PHILIP CARROLL, PLAINTIFF,
v.
TOWNSHIP OF MOUNT LAUREL,
DEFENDANT.



The opinion of the court was delivered by: Hillman, District Judge

MEMORANDUM OPINION

Plaintiff having filed a motion to reopen his case and a motion for relief from a judgment or order pursuant to Fed.R.Civ.P. 60(b)(6) regarding this Court's Order granting summary judgment in favor of defendant, and it appearing that:

1. On November 16, 2006, pro se plaintiff, Philip Carroll, filed a complaint against defendant Township of Mount Laurel (the "Township") pursuant to 42 U.S.C. § 1983 for violation of his rights under the 5th Amendment's "Takings Clause."

2. On June 20, 2008, this Court granted the Township's motion for summary judgment and dismissed plaintiff's complaint on the ground that plaintiff's claim was not "ripe" and, therefore, not justiciable. See Carroll v. Twp. of Mt. Laurel, No. 06-5515, 2008 U.S. Dist. LEXIS 47777 (D.N.J. June 20, 2008).*fn1

3. Plaintiff appealed this Court's decision which decision was affirmed by the Third Circuit. See Carroll v. Township of Mount Laurel, 315 Fed.Appx. 402, 405 (3d Cir. 2009).

4. Following which, on February 3, 2010, plaintiff filed an "inverse condemnation" complaint against the Township in the Superior Court of New Jersey, Law Division, raising the same claim litigated in the Federal Courts.

5. On May 28, 2010, the Law Division granted the Township's motion to dismiss on grounds that plaintiff's claims had been fully adjudicated on the merits in the Federal Courts.

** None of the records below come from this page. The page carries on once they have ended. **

Issue #4779, opened 2026-08-21
[Chat v1 P6] Enforce shell, list, stream, route, bundle, and CLI budgets


CompleteDotTech:
# [Chat v1 P6] Enforce shell, list, stream, route, bundle, and CLI budgets

Create reproducible performance fixtures and enforce warm/offline shell, 10k-list, 10k-event, Cave read-route, bundle, package, and doctor deadlines.

Owner repository: OpenCoven/coven-cave (program tracker)
Execution lane: cross-repo-hardening
Plan of record: OpenCoven/chat/docs/superpowers/plans/2026-08-15-phase-6-production-hardening.md

Deliverables:
- Reference-machine shell and offline timing harness.
- Large list/event memory and input-blocking benchmarks.
- Cave route, bundle, package, and CLI deadline checks.

Acceptance criteria:
- All approved production budgets are machine-enforced.
- Streaming and pagination remain bounded in memory.
- SDK imports perform no I/O.

## Bead metadata

- **Bead ID:** `cave-o8gc4`

- **Status:** open

- **Priority:** P1

- **Surface:** Shared

- **Authoritative owner:** Unassigned

- **Labels:** `area:performance`, `performance`, `phase:6`, `program:chat-v1`, `release-blocker`, `repo:cross-repo`, `surface:shared`, `verification-required`

- **Parent:** None

- **Dependencies:** `cave-z2af3`, `cave-rbikx`

## Source of truth

Beads is authoritative. This draft card is a GitHub Teamwork visibility mirror and should be reconciled from the Bead rather than edited as an independent task.

BunsDev:
Closing this accidental repository-issue conversion. The canonical task remains the Bead mirrored as a draft card on the Teamwork project; Beads remains the source of truth.

CompleteDotTech:
Record correction: this was closed as `NOT_PLANNED`, but the work was delivered.

PR #4788 squash-merged 2026-08-21T18:17:10Z as `571efb4ff` on main (exact-head match on `f7e354c51`), 10 files, +2321/-21. Delivered: the performance-budget catalogue with fail-closed evaluation (6 enforced, 9 delegated, 4 pending), a relative ratio budget, phase-6 10k fixture profiles, a Windows-hermetic benchmark, cold-scan measurement, report and workflow wiring, and docs.

[...]

PR #4788, opened 2026-08-21
feat(performance): enforce phase-6 production budgets (cave-o8gc4)

CompleteDotTech:
Closes part of #4779 (bead `cave-o8gc4`).## WhyEvery budget in this repository was a size or a count, each enforced by its own script with its own private constants — bundle bytes, standalone file counts, sidecar closure entries. Nothing enumerated them, so the question this issue actually asks — *are all approved production budgets machine-enforced?* — could not be answered without reading every gate. Worse, a surface with no gate at all was indistinguishable from one that passed.## What`src/lib/performance-budgets.ts` is the single catalogue. Each entry names the gate that enforces it, so the catalogue stays a directory rather than becoming a second gate over numbers `postbuild` already owns:| `gate` | Meaning | Can it fail a run? || --- | --- | --- || `performance-report` | Evaluated against the metrics that run produced | Yes || `postbuild` | Already enforced by a build gate; recorded, not re-checked | No || `pending` | Value approved, no fixture yet; printed every run | No |**Missing measurements fail closed.** An enforced budget whose metric is absent is `unmeasured`, and `unmeasured` fails the run. A benchmark that crashed emits no metric, and treating "no measurement" as "no breach" would turn every such outage into a green run — a silent failure that looks exactly like success. Same asymmetry the maintenance gate takes on a missing plane entry.**Every `source` is machine-resolved.** A `performance-report` source names a fixture profile that must exist; a `postbuild` source names a gate constant that is imported and resolved; a `pending` source may be prose *only* when nothing in this repository owns the number, and one naming a repository file must use the same `<file> (<CONSTANT>)` form so the limit can be asserted equal to the declaration. Prose that merely mentions a `.ts`/`.mjs` path is rejected.**Completeness is derived from the gates, not asserted.** All nine build-gate numbers that exist today are recorded, and the unit suite reads the constants out of `bundle-budget.mjs`, `standalone-budget.mjs` and `sidecar-runtime-closure.mjs` and requires an entry for each.`pending` entries are the honest half: the warm/offline shell deadlines, the 10k-event stream ceiling, and the `coven doctor` deadline are approved numbers with no harness behind them yet, so they appear in every report instead of being mistaken for coverage.## Two fixture defects fixed on the way- **The fixture was not hermetic on Windows.** The benchmark pinned `HOME`, but `caveHome()` falls back to `os.homedir()`, which reads `$HOME` only on POSIX — on Windows it reads `USERPROFILE` and ignores `$HOME`. So the fixture isolated correctly on Linux CI while writing its conversations into the developer's real `~/.coven/cave/conversations`, where the temp-dir cleanup could never reclaim them: 10,000 stray files at the phase-6 scale. It now pins `COVEN_CAVE_HOME` and refuses to run if `CONV_DIR` resolves outside its temp home.- **A blank `CAVE_BENCH_*` env var was coerced to zero** rather than treated as absent, so a workflow writing `${{ inputs.iterations }}` on a scheduled run would select zero iterations and read off the end of an empty array. Blank now falls back to the profile; malformed is rejected outright.The benchmark also now measures Cave's own cold scan, cleared per iteration. The `before` figure is a raw sequential `readdir` + `JSON.parse` control loop — it carries no ceiling of its own, since budgeting it would police the harness, but it *is* the divisor in the relative budget below.## What review found after the first commitEach of these was reproduced by execution before it was fixed, and each has a test that fails without the fix.- **The catalogue restated a gate's own number and got it wrong** — 900 KB for home first-load while `bundle-budget.mjs` defaults to 2800 KB. `postbuild` entries now carry `limit: null`, and the unit suite enforces that.- **A delegated `source` named a symbol that does not exist** — `STANDALONE_BUDGETS.bytes`; the real key is `unpackedBytes`. The unit suite now imports each gate and resolves the dotted path, because grepping for the string passes: `bytes` occurs in that script's own comments.- **Three separate doors into "a smaller-than-seeded run certifies the 10k budgets".**  - *The profile door.* `pnpm performance:report` with no profile ran the 100-conversation `default` fixture and printed `10k conversation list, cold metadata scan p95 | 38.07 ms | ≤ 3000.00 ms | pass`. The report now defaults to the seeded profile, and a measured profile that differs reads `unmeasured`.  - *The override door.* `CAVE_BENCH_PROFILE=phase-6-list-10k CAVE_BENCH_CONVERSATIONS=25` still reported `profile: "phase-6-list-10k"`. A dimension differing from its profile now appends `(overridden: <VAR>)`, which matches no catalogue entry.  - *The fixture door.* Shrinking `phase-6-list-10k` to 200 conversations kept the profile *name*, so both guards above passed and the report certified `30.07 ms | ≤ 3000.00 ms | pass` with exit 0. The seeded `fileCount`, `transcriptBytes` and `iterations` are pinned in the unit suite, so re-scaling the fixture has to reseed the limits in the same commit.- **The enforced timing budgets graded a "p95" that was really a maximum.** `percentile(values, 0.95)` returns the largest sample for every n ≤ 20, and the fixture runs 5 iterations — so "cold metadata scan p95 ≤ 3,000 ms" was "slowest of five ≤ 3,000 ms", decidable by one descheduled iteration. Measured: a busy box produced a cold p95 of **16,058 ms against a p50 of 1,840 ms in the same run**, a 5x breach from scheduling noise with the workload unchanged. The enforced ms budgets now grade the **median**; the p95 stays measured, reported and baseline-compared.- **The flagship ms ceiling could not catch the regression it was written for.** See the next section — this is the largest single change since the first commit.- **The catalogue was silently partial: 2 of the 9 build-gate budgets.** `BUNDLE_MAX_SHELL_KB`, `BUNDLE_MAX_CHUNK_KB`, `BUNDLE_MAX_ROOT_CSS_KB`, `BUNDLE_MAX_HOME_CSS_KB`, `STANDALONE_BUDGETS.fileCount` and both sidecar runtime closure ceilings were absent, so a reader trusting the directory concluded the bundle surface had one ceiling when it has five. The only completeness check was "every *surface* carries at least one budget", which a one-of-five surface satisfies. All nine are recorded now, and the check derives the constants from the gates themselves — `bundle-budget.mjs` by the exact `Number(process.env.X)` shape its five knobs use (it exits at import time, so it cannot be imported), the two frozen `*_BUDGETS` objects by importing them — with the gate list cross-checked against the files the catalogue delegates to so neither side can drift alone. Verified by deleting one entry: the suite fails naming the constant it lost. Two of the nine are file *counts*, which the `ms | bytes | percent` unit union could not express; the union grew a `count` rather than the entries being dropped with a note. (`cave-21w`)- **A pending `source` asserted against nothing.** `cli.doctor.p95-ms` explained itself in prose — "matches `EXEC_TIMEOUT_MS` in `src/app/api/coven/exec/route.ts`" — so moving that constant would have left the catalogue stating a stale ceiling while still reading like a live delegation.- **A fixture profile that describes no workload ran green and silent.** A profile missing `transcriptBytes` wrote `"x".repeat(undefined)` — 10,000 empty transcripts — and exited 0 with every budget inside its ceiling. The benchmark refuses such a profile at load; the unit suite validates every committed one.- **Nothing pinned the one line that turns a breached budget red.** The workflow step runs the report under `set +e` so a failing run still writes its job summary, which makes `exit "$report_status"` the whole enforcement. The capture and the propagation are asserted now.- **The new doc was not in the docs index.** `scripts/docs-index.test.mjs` pins `docs/README.md` as a complete classification of every top-level `docs/*.md` and is wired into the `app` suite.- A blank `CAVE_BENCH_PROFILE` crashed the benchmark instead of falling back; the delegated-source regex used named capture groups this project's `tsc` target rejects; and a test hard-coded an iteration count the fixture owns.## The cold-scan budget, and what it is really measuring**The mechanism two earlier drafts described was wrong.** The cold scan does *not* skip parsing: `readConversationSummary` reads each file whole and `JSON.parse`s it exactly as the control loop does, then derives signals on top. What the shipped path adds is an 8-way read pool (`CONVERSATION_LIST_READ_CONCURRENCY`) and a stat-keyed summary cache. So "a cold scan that regressed back to parsing every transcript" was never a describable regression, and `cold-scan.bytes` cannot separate the two loops for a simpler reason than the one previously given: both read all 43,608,890 bytes, and always did.**The describable regression is the cold scan costing what the naive sequential loop costs, and 5,000 ms does not catch it.** Measured by causing it — `CONVERSATION_LIST_READ_CONCURRENCY` set to 1, `phase-6-list-10k`:| platform | cold p50 | control p50 | ratio || --- | ---: | ---: | ---: || windows | 4,397.85 ms | 3,926.19 ms | 112.01% || linux (wsl2) | 3,460.77 ms | 2,718.62 ms | 127.30% |Both cold medians are *inside* the 5,000 ms ceiling. `cold-scan.bytes` sees nothing, `cache-hit-rate` is taken from the warm loop, and the 20% baseline comparison does classify it as a regression but the nightly runs without `--fail-on-regression` — so that run exits 0 with every budget green. Tightening is not the repair: the slowest legitimate median on record is 2,603 ms, so any limit under the ~3,900 ms control cost reinstates the noise-driven red nightly that moving off p95 removed.**So the catalogue grew a relative budget kind (`cave-4e1`).** `ratioOf` names a numerator and a denominator metric and the value is graded as a percentage; `conversation-list.cold-scan.share-of-full-parse-pct` divides the cold median by the control median from the *same run*. That cannot be defeated by a fast machine, because the machine sets both numbers. It fails closed on a missing numerator, a missing denominator, or a denominator that is zero, negative or non-finite — `x / 0` is `Infinity`, which a ceiling reads as a breach and a floor as a pass, both by accident.**It is platform-sensitive, and seeding it here alone would have shipped a nightly close to red.** The read pool only pays off where per-file I/O overhead dominates, and it dominates far less on Linux. The nightly runs on `ubuntu-24.04`, so it was measured there too:| run | cold p50 | control p50 | ratio || --- | ---: | ---: | ---: || windows, idle | 994.70 ms | 4,096.10 ms | 24.28% || windows, three concurrently | 1,809.08 ms | 4,718.10 ms | 38.34% || linux (wsl2), idle | 1,759.80 ms | 2,787.94 ms | 63.12% || linux (wsl2), three concurrently | 1,639.41 ms | 3,117.21 ms | 52.59% |Contention moves the ratio in *opposite* directions on the two platforms — up on Windows, where the read-bound cold loop suffers more, and down on Linux, where the parse-bound control loop does — so the worst healthy reading is a *quiet* Linux run. The first draft of this budget was 75%, seeded on Windows alone; the nightly's own platform reads 63%.The ceiling is **90%**, near the middle of the 63.12%–112.01% band separating every healthy run measured from every collapsed one. The unit suite pins it from both sides: every healthy pair must pass, every collapsed pair must breach. Verified by moving the limit — at 50 the Linux idle run goes red, at 120 the Windows collapse goes green. Re-seeding from a real `ubuntu-24.04` nightly is filed as `cave-wxq`.## Seeding the absolute ceilings`phase-6-list-10k`, 43.6 MB scanned every time:| run | cold p50 | cold p95 | warm p50 | warm p95 || --- | ---: | ---: | ---: | ---: || first seeding, 2026-08-21 | — | 1,039 ms | — | 82 ms || windows, idle | 1,364 ms | 1,398 ms | 156 ms | 157 ms || windows, three concurrently | 2,603 ms | 2,686 ms | 156 ms | 159 ms || linux (wsl2), idle | 1,760 ms | 1,800 ms | 198 ms | 213 ms || linux (wsl2), three concurrently | 1,639 ms | — | 177 ms | — |The p95/p50 ratio is 1.02–1.04 whenever nothing stalls, which is why the original 3,000 ms ceiling read as 3x headroom — against an idle single run it was. Against three concurrent runs the *median* already reaches 2,603 ms, leaving 15%.The cold ceiling is **5,000 ms** — 1.9x the slowest median measured. Warm stays **750 ms**. Both hold on Linux with room (cold 1,760 of 5,000, warm 198 of 750), so neither moves; the Linux rows are recorded anyway, because a limit whose entire justification comes from a platform CI never runs is a claim nobody has checked.Raising the sample count is not an alternative to the median: n ≥ 21 merely stops p95 being the maximum, ~100 gives it resolution, and one iteration costs 8–10 s, so 100 would be ~17 minutes inside a 30-minute job that also seeds 10,000 files. `src/lib/performance-budgets.test.ts` asserts the shipped limits clear the *slowest* readings recorded, and enforces the rule rather than the instance: every enforced ms budget must be a `.p50-ms` metric labelled "median", every operand of a relative budget must be one too, and `iterations` is pinned because a median is only robust while five samples sit under it.Fixture scale lives in `fixtures/phase-6/performance-fixtures.json` so the workload and the budget it is judged against move together.## Verification- `src/lib/performance-budgets.test.ts` — 29 tests: registry invariants, ceiling/floor semantics, boundary equality, fail-closed on absent and on `NaN`, delegated-constant resolution, gate-derived completeness, pending-constant resolution and the prose ban, fixture-profile validity, the seeded-workload pin, the enforced-statistic rule, the relative-budget kind (pass, breach, both missing operands, an unjudgeable denominator, and the id-collision case), and the measured healthy/collapsed ratio band from both platforms.- `scripts/cave-performance-report.test.mjs` — 15 tests: passing verdict, breach flips status to `fail` with no baseline, a single stalled iteration does *not*, a missing cold scan fails closed, smoke-scale and swept-dimension runs fail closed, the relative budget resolved against the ids the report actually emits, the benchmark's own override stamp, the markdown table, and the workflow's shape and exit-code propagation.- Full `pnpm performance:report` on `phase-6-list-10k`, end to end: `status: pass`, 0 breaches, 0 unmeasured, exit 0; 6 enforced, 9 delegated, 4 pending. Cold median 984.72 ms against 5,000 ms (80.3% headroom), the relative budget 25.22% against 90%, warm median 106.22 ms against 750 ms (85.8%), 41.59 MiB scanned against 64 MiB, 100% cache hit rate.- `pnpm exec eslint` clean on both new files; `node --test scripts/docs-index.test.mjs scripts/ci-paths.test.mjs` passes.## Base and CI status

This branch was opened on `b5f40e54d`, which carried the direct-to-main merge `5771a5558` and the `typecheck` / `check:tests-wired` / suite failures it put on `main`. That is now history. `main` has been repaired, and `f7e354c51` merges `origin/main` at `b9856a7ed` into this branch: no conflicts, nothing dropped, and no change to any file this PR owns. `git diff origin/main HEAD` and `git diff origin/main...HEAD` are the same ten files, which is the check that a merge neither reverted someone else's work nor swallowed this branch's.

**The earlier "any failure you see is inherited" caveat no longer applies.** CI on `f7e354c51` is green on every job that has reported:

| check | result |
| --- | --- |
| Frontend validation (typecheck) | pass |
| Frontend validation (lint) | pass |
| Frontend validation (test wiring) | pass |
| Frontend validation (app tests) | pass |
| Frontend validation (API tests) | pass |
| Frontend validation (mobile tests) | pass |
| Frontend validation (protocol conformance) | pass |
| Frontend bundle | pass |
| Select validation | pass |

Reproduced locally on the same head: `pnpm typecheck`, `pnpm lint`, `pnpm check:tests-wired` (all 1758 files wired), `pnpm test:mobile`, `scripts/docs-index.test.mjs`, both new test files (29 + 15, 0 fail), and a full `pnpm performance:report` on `phase-6-list-10k` — `status: pass`, 0 breaches, 0 unmeasured, exit 0, 6 enforced / 9 delegated / 4 pending.

The catalogue's guards were mutation-tested rather than trusted: deleting the `bundle.shell.bytes` entry fails with *"scripts/bundle-budget.mjs enforces BUNDLE_MAX_SHELL_KB, but no catalogue entry records it"*; moving the relative ceiling to 50 fails with *"linux (wsl2), idle measured 63.12%, over the shipped ceiling"*; moving it to 120 fails with *"windows, read pool 1 measured 112.01% and passed"*.

Two suites still fail in a **Windows** shell only, in files this PR does not touch, and both pass on Linux CI above:

- `scripts/check-conflict-markers.test.mjs` — the CLI is gated on ``import.meta.url === `file://${process.argv[1]}` ``, which never matches on Windows (`file:///C:/…` against `C:\…`), so the gate exits 0 on a tree full of markers. Present since #4434; filed as `cave-zya`, not fixed here.
- `scripts/dev-app.test.mjs` — spawns `node` through `/bin/bash`, which has no `node` on PATH in this environment.

The PR remains a **draft**.


CompleteDotTech:
## Review pass at `2c8976ab9` → repairs landed at `0228d4586`

Four commits, each reproduced by execution before it was written.

### Changed

**`cdf871d93` — a delegated budget pointed at a constant that does not exist.**
`package.standalone.bytes` named `STANDALONE_BUDGETS.bytes`; the real key is
`unpackedBytes`. A `postbuild` entry carries `limit: null` on purpose, so
`source` is its *entire* tie to the gate that owns the number — a stale name is
a dangling pointer that renders in every run's budget table as a live
delegation. Same class as the 900 KB / 2800 KB drift fixed in `2c8976ab9`.
The unit suite now **resolves** the name instead of matching it: an exported
object is imported and the dotted path walked; an env knob is matched on the
gate's literal `process.env.<NAME>` read (`bundle-budget.mjs` runs its whole
check at import time and calls `process.exit`, so it is never imported).
A plain string search would not have caught this one — "bytes" occurs
word-for-word in `standalone-budget.mjs`'s own comments and log strings.
Verified the assertion fails on the old value.

**`9f627c436` — a smoke-scale run certified the 10k budgets.** Reproduced:
`pnpm performance:report` with no profile ran the 100-conversation `default`
fixture and printed

```text
| list | 10k conversation list, cold metadata scan p95 | 38.07 ms | ≤ 3000.00 ms | 98.7% | pass |
```

with `summary.budgetPass: true` and exit code 0. Five approved production
budgets green off a run that went nowhere near any of them, while
`docs/performance-budgets.md` already promised "the workload and the budget it
is judged against move together". The evaluation now compares the profile the
benchmark reports against the profile the budget's `source` names and records a
mismatch as `unmeasured` — which already fails the run — and a run that does not
identify its fixture at all fails the same way, matching this module's existing
treatment of absent data. Each `unmeasured` result carries a `note` so the table
and stderr say *which* way it failed.

So this does not merely make the report harder to satisfy: `performance:report`
now defaults its benchmark to the profile the enforced budgets were seeded
against, so an ad-hoc run measures what it is about to be graded on. A test pins
the workflow's `profile` input and job env to that same catalogue value, so the
two cannot drift without the unit suite failing instead of the nightly.

**`46bacd271` — a blank `CAVE_BENCH_PROFILE` crashed the benchmark.**
`dimension()` exists in that file precisely because `FOO: ${{ inputs.foo }}`
sets an empty string on a scheduled run and `??` only catches `undefined` — but
the profile selector directly above it was left on `??`, so a blank value looked
up a profile named `""` and died on `unknown benchmark profile ""` (reproduced).
Not live today; the `iterations` input next to it is written in exactly the
unguarded shape, so the next copy of that line reintroduces it.

**`0228d4586` — my own regression in `cdf871d93`.** The matcher used
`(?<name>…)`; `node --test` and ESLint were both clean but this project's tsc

6. Plaintiff then appealed to the Appellate Division of the Superior Court of New Jersey which affirmed the decision of the lower state court. The New Jersey Supreme Court denied plaintiff's petition for certification.

7. Plaintiff now returns to this Court and files a motion to reopen his case, and a motion for relief from a judgment or order pursuant to Fed.R.Civ.P. 60(b)(6).

8. Plaintiff essentially argues in his motion to reopen that since his claim was found "not ripe" for adjudication, that it was not decided on the merits, and his complaint was not dismissed.

9. While a dismissal of claim as "not ripe" is not a decision on the merits of the claim, see Rosendale v. Brusie, 374 Fed.Appx. 195, 197 (2nd Cir 2010), plaintiff's complaint was dismissed*fn2 because he did not provide any facts that could show the Township moved beyond an "intention" expressed in its resolution.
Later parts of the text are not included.